Task objective: Quote each line exactly, from the line that contains "Logrus logger shouldn't" down to the last line of the listing, and no other lines.

----

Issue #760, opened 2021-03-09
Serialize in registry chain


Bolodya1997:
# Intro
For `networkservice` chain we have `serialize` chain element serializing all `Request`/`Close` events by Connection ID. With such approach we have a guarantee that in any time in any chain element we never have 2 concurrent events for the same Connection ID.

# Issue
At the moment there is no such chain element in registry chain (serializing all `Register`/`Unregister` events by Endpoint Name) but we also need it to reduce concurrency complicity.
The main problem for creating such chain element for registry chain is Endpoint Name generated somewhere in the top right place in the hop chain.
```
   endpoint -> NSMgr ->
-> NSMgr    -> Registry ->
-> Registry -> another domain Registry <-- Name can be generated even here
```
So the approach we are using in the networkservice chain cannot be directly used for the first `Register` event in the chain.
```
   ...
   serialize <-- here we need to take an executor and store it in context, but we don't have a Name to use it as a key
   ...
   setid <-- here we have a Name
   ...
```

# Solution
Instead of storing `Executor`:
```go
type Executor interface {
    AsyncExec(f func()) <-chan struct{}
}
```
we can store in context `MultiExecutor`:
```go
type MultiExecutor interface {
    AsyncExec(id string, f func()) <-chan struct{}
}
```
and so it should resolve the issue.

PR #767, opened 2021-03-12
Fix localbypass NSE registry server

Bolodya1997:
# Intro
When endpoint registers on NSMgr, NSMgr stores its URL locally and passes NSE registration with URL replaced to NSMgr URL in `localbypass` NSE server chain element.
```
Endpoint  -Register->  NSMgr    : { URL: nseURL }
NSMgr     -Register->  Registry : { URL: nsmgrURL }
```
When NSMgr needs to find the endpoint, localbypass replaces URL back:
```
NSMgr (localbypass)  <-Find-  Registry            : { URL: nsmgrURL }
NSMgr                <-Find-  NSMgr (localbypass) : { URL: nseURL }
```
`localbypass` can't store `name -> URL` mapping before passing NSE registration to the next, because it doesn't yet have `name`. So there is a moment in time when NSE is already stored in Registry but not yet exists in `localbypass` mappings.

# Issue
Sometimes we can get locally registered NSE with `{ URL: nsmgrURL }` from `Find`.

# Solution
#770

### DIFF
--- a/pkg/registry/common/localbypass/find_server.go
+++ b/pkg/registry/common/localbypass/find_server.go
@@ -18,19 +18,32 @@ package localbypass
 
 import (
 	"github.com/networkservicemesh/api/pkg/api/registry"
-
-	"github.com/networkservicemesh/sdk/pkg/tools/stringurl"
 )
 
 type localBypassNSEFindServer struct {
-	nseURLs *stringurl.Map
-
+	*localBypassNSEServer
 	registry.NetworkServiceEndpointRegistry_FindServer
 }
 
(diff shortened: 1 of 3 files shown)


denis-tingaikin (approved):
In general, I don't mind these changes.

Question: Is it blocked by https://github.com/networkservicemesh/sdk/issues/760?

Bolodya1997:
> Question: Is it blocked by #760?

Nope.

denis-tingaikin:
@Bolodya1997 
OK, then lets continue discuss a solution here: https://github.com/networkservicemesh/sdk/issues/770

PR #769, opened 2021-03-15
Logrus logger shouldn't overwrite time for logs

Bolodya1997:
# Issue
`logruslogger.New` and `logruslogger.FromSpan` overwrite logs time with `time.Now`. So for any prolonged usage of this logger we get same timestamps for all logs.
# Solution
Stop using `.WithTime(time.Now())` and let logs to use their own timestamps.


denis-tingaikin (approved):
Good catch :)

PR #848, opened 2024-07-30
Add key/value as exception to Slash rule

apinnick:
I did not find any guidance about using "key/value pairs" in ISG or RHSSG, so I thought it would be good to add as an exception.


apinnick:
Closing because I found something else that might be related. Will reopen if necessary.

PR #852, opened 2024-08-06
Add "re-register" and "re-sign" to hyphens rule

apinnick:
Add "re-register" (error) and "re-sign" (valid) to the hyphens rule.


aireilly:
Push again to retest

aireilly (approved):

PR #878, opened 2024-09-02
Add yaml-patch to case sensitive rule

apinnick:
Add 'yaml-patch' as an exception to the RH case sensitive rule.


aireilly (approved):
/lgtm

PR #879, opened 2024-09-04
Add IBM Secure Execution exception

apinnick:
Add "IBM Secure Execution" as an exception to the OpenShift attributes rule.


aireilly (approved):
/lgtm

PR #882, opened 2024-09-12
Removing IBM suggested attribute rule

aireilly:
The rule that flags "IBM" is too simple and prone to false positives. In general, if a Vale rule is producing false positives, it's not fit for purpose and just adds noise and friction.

----

Written solution:
Logrus logger shouldn't overwrite time for logs

Bolodya1997:
# Issue
`logruslogger.New` and `logruslogger.FromSpan` overwrite logs time with `time.Now`. So for any prolonged usage of this logger we get same timestamps for all logs.
# Solution
Stop using `.WithTime(time.Now())` and let logs to use their own timestamps.


denis-tingaikin (approved):
Good catch :)

PR #848, opened 2024-07-30
Add key/value as exception to Slash rule

apinnick:
I did not find any guidance about using "key/value pairs" in ISG or RHSSG, so I thought it would be good to add as an exception.


apinnick:
Closing because I found something else that might be related. Will reopen if necessary.

PR #852, opened 2024-08-06
Add "re-register" and "re-sign" to hyphens rule

apinnick:
Add "re-register" (error) and "re-sign" (valid) to the hyphens rule.


aireilly:
Push again to retest

aireilly (approved):

PR #878, opened 2024-09-02
Add yaml-patch to case sensitive rule

apinnick:
Add 'yaml-patch' as an exception to the RH case sensitive rule.


aireilly (approved):
/lgtm

PR #879, opened 2024-09-04
Add IBM Secure Execution exception

apinnick:
Add "IBM Secure Execution" as an exception to the OpenShift attributes rule.


aireilly (approved):
/lgtm

PR #882, opened 2024-09-12
Removing IBM suggested attribute rule

aireilly:
The rule that flags "IBM" is too simple and prone to false positives. In general, if a Vale rule is producing false positives, it's not fit for purpose and just adds noise and friction.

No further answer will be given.